··· Data supplied ···

PR #1065, opened 2022-01-07
Optimize SnowFlake algorithm.

Allen-dududu:
The idea of Optimize SnowFlate algorithm comes from Seata which is an open-source distributed transaction solution of Ali. It also uses snowflake to generate Id, but they upgraded the algorithm to avoid time step back exception.

FYI: https://seata.io/zh-cn/blog/seata-analysis-UUID-generator.html

### DIFF
--- a/src/DotNetCore.CAP/Internal/SnowflakeId.cs
+++ b/src/DotNetCore.CAP/Internal/SnowflakeId.cs
@@ -2,48 +2,75 @@
 // An object that generates IDs. This is broken into a separate class in case we ever want to support multiple worker threads per process
 
 using System;
+using System.Linq;
+using System.Net.NetworkInformation;
+using System.Threading;
 
 namespace DotNetCore.CAP.Internal
 {
     public class SnowflakeId
     {
+        /// <summary>
+        /// Start time 2010-11-04 09:42:54
+        /// </summary>
         public const long Twepoch = 1288834974657L;
 
-        private const int WorkerIdBits = 5;
-        private const int DatacenterIdBits = 5;
-        private const int SequenceBits = 12;
-        private const long MaxWorkerId = -1L ^ (-1L << WorkerIdBits);
-        private const long MaxDatacenterId = -1L ^ (-1L << DatacenterIdBits);
+        /// <summary>
+        /// The number of bits occupied by workerId
+        /// </summary>
+        private const int WorkerIdBits = 10;
 
-        private const int WorkerIdShift = SequenceBits;
-        private const int DatacenterIdShift = SequenceBits + WorkerIdBits;
-        public const int TimestampLeftShift = SequenceBits + WorkerIdBits + DatacenterIdBits;
-        private const long SequenceMask = -1L ^ (-1L << SequenceBits);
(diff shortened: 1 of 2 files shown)


Allen-dududu:
Unbind time from the operating system timestamp. The generator only gets the current system timestamp at initialization as the initial timestamp, but is no longer in sync with the system timestamp.  Its subsequent increment is driven only by the increment of the serial number.  For example, if the current sequence number is 4095 and the next request comes in, the sequence number +1 overflows the 12-bit space, the sequence number is reset to zero, and the overflow carry is added to the timestamp, making the timestamp +1

yang-xiaodong:
Have you tested this algorithm?

Why is the value of recreated instance always begin with 4989988387126509569?

Allen-dududu:
> 

Sorry for that. I forgot to init the first timestamp and sequence, Fixed now.

src/DotNetCore.CAP/Internal/SnowflakeId.cs
```diff
@@ -59,61 +86,96 @@ public static SnowflakeId Default()
...
-            while (timestamp <= lastTimestamp) timestamp = TimeGen();
-            return timestamp;
+            NetworkInterface[] nics = NetworkInterface.GetAllNetworkInterfaces();
+
+            if (nics == null || nics.Length < 1)
+            {
+                throw new Exception("no available mac found");
+            }
+
+            var adapter = nics.FirstOrDefault();
```
yang-xiaodong, line 176: Better to `var adapter = nics[0]`

src/DotNetCore.CAP/Internal/SnowflakeId.cs
```diff
@@ -59,61 +86,96 @@ public static SnowflakeId Default()
...
+        /// auto generate workerId, try using mac first, if failed, then randomly generate one
+        /// </summary>
+        /// <returns>workerId</returns>
+        public static long GenerateWorkerId(int maxWorkerId)
+        {
+            try
+            {
+                return GenerateWorkerIdBaseOnMac();
+            }
+            catch (Exception e)
```
yang-xiaodong, line 157: Exception e ,  e is not used here

src/DotNetCore.CAP/Internal/SnowflakeId.cs
```diff
@@ -59,61 +86,96 @@ public static SnowflakeId Default()
...
+        /// </summary>
+        /// <returns></returns>
+        private long GetNewestTimestamp()
+        {
+            return DateTimeOffset.UtcNow.ToUnixTimeMilliseconds() - Twepoch;
+        }
+    }
 
-                return id;
+    static class Util
```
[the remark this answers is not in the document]
Allen-dududu: Actually, It is internal.  https://docs.microsoft.com/en-us/dotnet/csharp/misc/cs1527?f1url=%3FappId%3Droslyn%26k%3Dk(CS1527)

Ok, For clear, I will use Explicit Declaration. "internal static class Util"

yang-xiaodong (approved):
LGTM, Thanks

···

Would you copy the data exactly as shown above?

Answer space>
PR #1065, opened 2022-01-07
Optimize SnowFlake algorithm.

Allen-dududu:
The idea of Optimize SnowFlate algorithm comes from Seata which is an open-source distributed transaction solution of Ali. It also uses snowflake to generate Id, but they upgraded the algorithm to avoid time step back exception.

FYI: https://seata.io/zh-cn/blog/seata-analysis-UUID-generator.html

### DIFF
--- a/src/DotNetCore.CAP/Internal/SnowflakeId.cs
+++ b/src/DotNetCore.CAP/Internal/SnowflakeId.cs
@@ -2,48 +2,75 @@
 // An object that generates IDs. This is broken into a separate class in case we ever want to support multiple worker threads per process
 
 using System;
+using System.Linq;
+using System.Net.NetworkInformation;
+using System.Threading;
 
 namespace DotNetCore.CAP.Internal
 {
     public class SnowflakeId
     {
+        /// <summary>
+        /// Start time 2010-11-04 09:42:54
+        /// </summary>
         public const long Twepoch = 1288834974657L;
 
-        private const int WorkerIdBits = 5;
-        private const int DatacenterIdBits = 5;
-        private const int SequenceBits = 12;
-        private const long MaxWorkerId = -1L ^ (-1L << WorkerIdBits);
-        private const long MaxDatacenterId = -1L ^ (-1L << DatacenterIdBits);
+        /// <summary>
+        /// The number of bits occupied by workerId
+        /// </summary>
+        private const int WorkerIdBits = 10;
 
-        private const int WorkerIdShift = SequenceBits;
-        private const int DatacenterIdShift = SequenceBits + WorkerIdBits;
-        public const int TimestampLeftShift = SequenceBits + WorkerIdBits + DatacenterIdBits;
-        private const long SequenceMask = -1L ^ (-1L << SequenceBits);
(diff shortened: 1 of 2 files shown)


Allen-dududu:
Unbind time from the operating system timestamp. The generator only gets the current system timestamp at initialization as the initial timestamp, but is no longer in sync with the system timestamp.  Its subsequent increment is driven only by the increment of the serial number.  For example, if the current sequence number is 4095 and the next request comes in, the sequence number +1 overflows the 12-bit space, the sequence number is reset to zero, and the overflow carry is added to the timestamp, making the timestamp +1

yang-xiaodong:
Have you tested this algorithm?

Why is the value of recreated instance always begin with 4989988387126509569?

Allen-dududu:
> 

Sorry for that. I forgot to init the first timestamp and sequence, Fixed now.

src/DotNetCore.CAP/Internal/SnowflakeId.cs
```diff
@@ -59,61 +86,96 @@ public static SnowflakeId Default()
...
-            while (timestamp <= lastTimestamp) timestamp = TimeGen();
-            return timestamp;
+            NetworkInterface[] nics = NetworkInterface.GetAllNetworkInterfaces();
+
+            if (nics == null || nics.Length < 1)
+            {
+                throw new Exception("no available mac found");
+            }
+
+            var adapter = nics.FirstOrDefault();
```
yang-xiaodong, line 176: Better to `var adapter = nics[0]`

src/DotNetCore.CAP/Internal/SnowflakeId.cs
```diff
@@ -59,61 +86,96 @@ public static SnowflakeId Default()
...
+        /// auto generate workerId, try using mac first, if failed, then randomly generate one
+        /// </summary>
+        /// <returns>workerId</returns>
+        public static long GenerateWorkerId(int maxWorkerId)
+        {
+            try
+            {
+                return GenerateWorkerIdBaseOnMac();
+            }
+            catch (Exception e)
```
yang-xiaodong, line 157: Exception e ,  e is not used here

src/DotNetCore.CAP/Internal/SnowflakeId.cs
```diff
@@ -59,61 +86,96 @@ public static SnowflakeId Default()
...
+        /// </summary>
+        /// <returns></returns>
+        private long GetNewestTimestamp()
+        {
+            return DateTimeOffset.UtcNow.ToUnixTimeMilliseconds() - Twepoch;
+        }
+    }
 
-                return id;
+    static class Util
```
[the remark this answers is not in the document]
Allen-dududu: Actually, It is internal.  https://docs.microsoft.com/en-us/dotnet/csharp/misc/cs1527?f1url=%3FappId%3Droslyn%26k%3Dk(CS1527)

Ok, For clear, I will use Explicit Declaration. "internal static class Util"

yang-xiaodong (approved):
LGTM, Thanks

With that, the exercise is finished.